At the heart of Rhandi’s work is a belief that healing happens in relationship. She offers a steady, thoughtful presence and deep respect for each person’s story, walking alongside people as they build understanding, strengthen their relationship with themselves and with others, and move toward a way forward that feels honest, gentle, and meaningful.
In addition to her private counselling work, Rhandi has extensive experience working within British Columbia’s public mental health system, supporting people with high-risk and complex mental health needs. This background has strengthened her ability to assess risk carefully, collaborate when needed, and remain steady during moments of intense distress. For many people, this offers reassurance that they are working with someone who understands the broader mental health system and knows how to support care thoughtfully and responsibly.
A bit about Rhandi
Outside of her clinical work, Rhandi enjoys living an engaged, active life. She shares her life with her husband, and together they are enjoying time outdoors as new RVers, exploring different places and landscapes along the way. Mindfulness and yoga have been part of Rhandi’s life since her earliest memories and continue to shape how she approaches everyday life and relationships. She spends as much time outdoors as she can, enjoying gardening, hiking, yoga, paddleboarding, snowshoeing, and cross-country skiing. She is also a devoted dog mom to Raymond, her Australian Shepherd/Border Collie, who brings a lot of energy, connection, and joy into her daily life.
Rhandi has spent over twenty years working as a public servant in frontline and system-level service delivery. That work has given her a clear understanding of how people experience care within public systems, especially during stressful or vulnerable times. She holds multiple degrees and continues to pursue learning throughout her career. As a lifelong learner and an avid reader, she values curiosity, reflection, and growth.
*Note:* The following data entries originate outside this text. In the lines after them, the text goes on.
PR #896, opened 2026-09-02
perf(kvm_vision): reuse encoded frame buffers

dormancygrace:
## Summary

Reuse the four existing encoded-frame slots instead of allocating and freeing their payload on every MJPEG or H.264 frame.

## Why

A live 1080p H.264 profile on a NanoKVM PCIe showed 361 `mmap` and 362 `munmap` calls in five seconds. `h264_stream_dump()` allocated a fresh payload for every frame and `free_kvmv_data()` immediately freed it after cgo copied the frame.

## Changes

- track capacity and ownership separately for each existing frame slot
- grow a slot with `realloc()` only when the encoded frame no longer fits
- release a slot without returning its storage to the allocator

Although she uses evidence-based modalities in her practice, she recognizes that it is not the only way of knowing or healing. Rhandi believes strongly in offering grace to herself and to others because she has “lived fully and consequently at times, lost deeply”. She understands that healing is not linear, that people grow through experience, and that being human means we continue to learn as we go.
We are never finished. We are an unfinished process. We are a practice.
― Brené Brown
Therapeutic Approaches
- Trauma-Informed & Attachment-Aware Therapy
- EMDR Therapy (Eye Movement Desensitization and Reprocessing)
- Cognitive Behavioural Therapy (CBT)
- Dialectical Behaviour Therapy (DBT) – skills-informed
- Narrative Therapy
- Emotion-Focused Family Therapy
- Mindfulness-Based Stress Reduction
- Culturally Responsive, Systems-Informed Care
Client Focus
- Adults seeking trauma-informed, relational counselling
Areas of Focus
- Trauma & Adverse Life Experiences
- Attachment & Relationship Concerns
- Anxiety & Emotional Distress
- Grief & Loss
- Burnout & Life Stress
- Identity & Belonging
- Life Transitions
- Meaning & Self Understanding
Relevant Trainings
- Emotion-Focused Family Therapy (EFFT)
- Suicide and Self-Harm: Effective Assessment and Intervention Strategies
- Dialectical Behaviour Therapy (DBT): Essentials
- Advanced DSM5: Clinical Application in Mental Health Contexts
- Living Works Start: Suicide Prevention & Safety Connection
- Cognitive Behavioural Therapy (CBT) for Anxiety and Depression
- EMDRIA EMDR Therapist Training
- Mental Health First Aid Training
Though most insurance companies will cover counselling costs with an RCC#, we urge you to check with your provider.
Rates
$160 per 50 min session | $175 per 50 min EMDR session
Branches therapists are Registered Clinical Counsellors (RCC).
Please check your health coverage plan, as many in BC allow you to claim RCC fees.